▶ _INFORMATION_:
Issue #307, opened 2022-12-09
Add the fieldset component to storybook


sergei-maertens:
We currently don't have all formio components hooked up to storybook, which excludes them from visual regression testing.

1. Add a story for the fieldset component in `src/formio/components/Fieldset.stories.mdx`
2. Check the backend form designer for the required JSON for this component
3. Configure/document the story similarly to the other formio components - ensure there are some nested components and the JSON of nested components can be edited in the storybook canvas

PR #316, opened 2022-12-10
:memo: [#307] add Storybook Fieldset component

jiromaykin:
Fixes open-formulieren/open-forms-sdk#307

### DIFF
--- a/src/formio/components/Fieldset.stories.mdx
+++ b/src/formio/components/Fieldset.stories.mdx
@@ -128,15 +128,20 @@ export const Template = ({ descriptionFamilyName, descriptionGivenName, id = '',
   <Story
     name="Default"
     args={{
-      descriptionFamilyName: 'family-name',
-      descriptionGivenName: 'given-name',
-      id: 'veldengroep1',
-      label: 'Uw keuzevelden',
-      labelFirstName: 'Voornaam',
-      labelLastName: 'Achternaam',
-      labelPrivacy: 'Ik ga akkoord met de privacy-voorwaarden',
-      placeholderFirstName: 'voornaam...',
-      placeholderLastName: 'achternaam...',
+      id: 'fieldset',  // really not relevant or interesting at all tbh, we just have to provide something
+      label: 'The group of fields',  // English first for code/documentation!
+      hideHeader: false,
+      nestedComponents: [
+        {
+          key: 'given-name',
+          type: 'textfield',
+          input: true,
+          label: 'Given name',
+          description: 'Given name as in your passport/identity card.',
+          placeholder: 'Willy',
+        },
+        ...
+      ],
     }}
   >
     {Template.bind({})}
--- a/src/formio/components/Fieldset.stories.mdx
+++ b/src/formio/components/Fieldset.stories.mdx
@@ -13,6 +13,27 @@ import {FormioComponent, FormDecorator} from './story-util';
     label: {
       type: {name: 'string', required: false},
     },
+    descriptionFamilyName: {
+      type: {name: 'string'},
+    },
+    descriptionGivenName: {
+      type: {name: 'string'},
+    },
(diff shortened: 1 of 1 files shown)


src/formio/components/Fieldset.stories.mdx
```diff
@@ -0,0 +1,146 @@
...
+  parameters={{
+    controls: {sort: 'requiredFirst'},
+  }}
+/>
+
+# Field Set
+
+A Field Set can be used to create a title of an area of the form. This is useful to put inside
+Layout components or in between lots of related components. The Field Set is for display only and
+will not be saved to the API,
```
sergei-maertens, line 48: not entirely correct?

A fieldset is used to group a number of fields. The provided label will be used as title of the fieldset. Optionally, you can [hide](https://github.com/open-formulieren/open-forms/blob/master/src/openforms/js/components/form/fieldset.js#L18) this title.

A fieldset is a presentation-only component - no data is saved to the API.

src/formio/components/Fieldset.stories.mdx
```diff
@@ -0,0 +1,146 @@
...
+
+Additionally the use of a field set increases accessibility: grouping related form controls makes forms more understandable for all users, as related controls are easier to identify, makign it easier for people to focus on smaller and more manageable groups.
+
+**Legend**
+
+A Field Set label that will appear as a Legend for the component in the form.
```
sergei-maertens, line 54: there should be an arg/control for `hideHeader`, default is `false` (so it is visible).

src/formio/components/Fieldset.stories.mdx
```diff
@@ -0,0 +1,146 @@
...
+
+## Default
+
+export const Template = ({ descriptionFamilyName, descriptionGivenName, id = '', label = '', labelFirstName, labelLastName, labelPrivacy, placeholderFirstName, placeholderLastName, ...args }) => (
```
sergei-maertens, line 58: In this case I would structure the args quite differently - there are a number of args/controls directly related to the fieldset:

* `label`: content of the fieldset legend
* `id` -> mapped to formio `key`: `fieldset` as default value is fine
* `hideHeader`: controls whether the label is visible or not

And then there's the nested components inside the fieldset - you have a number of args that related to these nested components, but they now prevent me from pasting completely different components into the configuration in storybook to see how that looks. What if I wanted to check a `select` component?

So it'd be better to provide an arg `nestedComponents: [...]` with the current nested components, and leave it so you can edit that as one big blob.

src/formio/components/Fieldset.stories.mdx
```diff
@@ -0,0 +1,146 @@
...
+      descriptionGivenName: 'given-name',
+      id: 'veldengroep1',
+      label: 'Uw keuzevelden',
+      labelFirstName: 'Voornaam',
+      labelLastName: 'Achternaam',
+      labelPrivacy: 'Ik ga akkoord met de privacy-voorwaarden',
+      placeholderFirstName: 'voornaam...',
+      placeholderLastName: 'achternaam...',
+    }}
+  >
```
sergei-maertens, line 141:
```suggestion
  <Story
    name="Default"
    args={{
      id: 'fieldset',  // really not relevant or interesting at all tbh, we just have to provide something
      label: 'The group of fields',  // English first for code/documentation!
      hideHeader: false,
      nestedComponents: [
        {
          key: 'given-name',
          type: 'textfield',
          input: true,
          label: 'Given name',
          description: 'Given name as in your passport/identity card.',
          placeholder: 'Willy',
        },
        ...
      ],
    }}
  >
```
you can also strip the bloat of the component JSON to only keep the essentials.

sergei-maertens (changes requested):

sergei-maertens (approved):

▶ _WHAT THE TASK ASKS_:
The exact wording of every entry above should be written out again.

▶ _SOLUTION TO THIS TASK_:
Issue #307, opened 2022-12-09
Add the fieldset component to storybook


sergei-maertens:
We currently don't have all formio components hooked up to storybook, which excludes them from visual regression testing.

1. Add a story for the fieldset component in `src/formio/components/Fieldset.stories.mdx`
2. Check the backend form designer for the required JSON for this component
3. Configure/document the story similarly to the other formio components - ensure there are some nested components and the JSON of nested components can be edited in the storybook canvas

PR #316, opened 2022-12-10
:memo: [#307] add Storybook Fieldset component

jiromaykin:
Fixes open-formulieren/open-forms-sdk#307

### DIFF
--- a/src/formio/components/Fieldset.stories.mdx
+++ b/src/formio/components/Fieldset.stories.mdx
@@ -128,15 +128,20 @@ export const Template = ({ descriptionFamilyName, descriptionGivenName, id = '',
   <Story
     name="Default"
     args={{
-      descriptionFamilyName: 'family-name',
-      descriptionGivenName: 'given-name',
-      id: 'veldengroep1',
-      label: 'Uw keuzevelden',
-      labelFirstName: 'Voornaam',
-      labelLastName: 'Achternaam',
-      labelPrivacy: 'Ik ga akkoord met de privacy-voorwaarden',
-      placeholderFirstName: 'voornaam...',
-      placeholderLastName: 'achternaam...',
+      id: 'fieldset',  // really not relevant or interesting at all tbh, we just have to provide something
+      label: 'The group of fields',  // English first for code/documentation!
+      hideHeader: false,
+      nestedComponents: [
+        {
+          key: 'given-name',
+          type: 'textfield',
+          input: true,
+          label: 'Given name',
+          description: 'Given name as in your passport/identity card.',
+          placeholder: 'Willy',
+        },
+        ...
+      ],
     }}
   >
     {Template.bind({})}
--- a/src/formio/components/Fieldset.stories.mdx
+++ b/src/formio/components/Fieldset.stories.mdx
@@ -13,6 +13,27 @@ import {FormioComponent, FormDecorator} from './story-util';
     label: {
       type: {name: 'string', required: false},
     },
+    descriptionFamilyName: {
+      type: {name: 'string'},
+    },
+    descriptionGivenName: {
+      type: {name: 'string'},
+    },
(diff shortened: 1 of 1 files shown)


src/formio/components/Fieldset.stories.mdx
```diff
@@ -0,0 +1,146 @@
...
+  parameters={{
+    controls: {sort: 'requiredFirst'},
+  }}
+/>
+
+# Field Set
+
+A Field Set can be used to create a title of an area of the form. This is useful to put inside
+Layout components or in between lots of related components. The Field Set is for display only and
+will not be saved to the API,
```
sergei-maertens, line 48: not entirely correct?

A fieldset is used to group a number of fields. The provided label will be used as title of the fieldset. Optionally, you can [hide](https://github.com/open-formulieren/open-forms/blob/master/src/openforms/js/components/form/fieldset.js#L18) this title.

A fieldset is a presentation-only component - no data is saved to the API.

src/formio/components/Fieldset.stories.mdx
```diff
@@ -0,0 +1,146 @@
...
+
+Additionally the use of a field set increases accessibility: grouping related form controls makes forms more understandable for all users, as related controls are easier to identify, makign it easier for people to focus on smaller and more manageable groups.
+
+**Legend**
+
+A Field Set label that will appear as a Legend for the component in the form.
```
sergei-maertens, line 54: there should be an arg/control for `hideHeader`, default is `false` (so it is visible).

src/formio/components/Fieldset.stories.mdx
```diff
@@ -0,0 +1,146 @@
...
+
+## Default
+
+export const Template = ({ descriptionFamilyName, descriptionGivenName, id = '', label = '', labelFirstName, labelLastName, labelPrivacy, placeholderFirstName, placeholderLastName, ...args }) => (
```
sergei-maertens, line 58: In this case I would structure the args quite differently - there are a number of args/controls directly related to the fieldset:

* `label`: content of the fieldset legend
* `id` -> mapped to formio `key`: `fieldset` as default value is fine
* `hideHeader`: controls whether the label is visible or not

And then there's the nested components inside the fieldset - you have a number of args that related to these nested components, but they now prevent me from pasting completely different components into the configuration in storybook to see how that looks. What if I wanted to check a `select` component?

So it'd be better to provide an arg `nestedComponents: [...]` with the current nested components, and leave it so you can edit that as one big blob.

src/formio/components/Fieldset.stories.mdx
```diff
@@ -0,0 +1,146 @@
...
+      descriptionGivenName: 'given-name',
+      id: 'veldengroep1',
+      label: 'Uw keuzevelden',
+      labelFirstName: 'Voornaam',
+      labelLastName: 'Achternaam',
+      labelPrivacy: 'Ik ga akkoord met de privacy-voorwaarden',
+      placeholderFirstName: 'voornaam...',
+      placeholderLastName: 'achternaam...',
+    }}
+  >
```
sergei-maertens, line 141:
```suggestion
  <Story
    name="Default"
    args={{
      id: 'fieldset',  // really not relevant or interesting at all tbh, we just have to provide something
      label: 'The group of fields',  // English first for code/documentation!
      hideHeader: false,
      nestedComponents: [
        {
          key: 'given-name',
          type: 'textfield',
          input: true,
          label: 'Given name',
          description: 'Given name as in your passport/identity card.',
          placeholder: 'Willy',
        },
        ...
      ],
    }}
  >
```
you can also strip the bloat of the component JSON to only keep the essentials.

sergei-maertens (changes requested):

sergei-maertens (approved):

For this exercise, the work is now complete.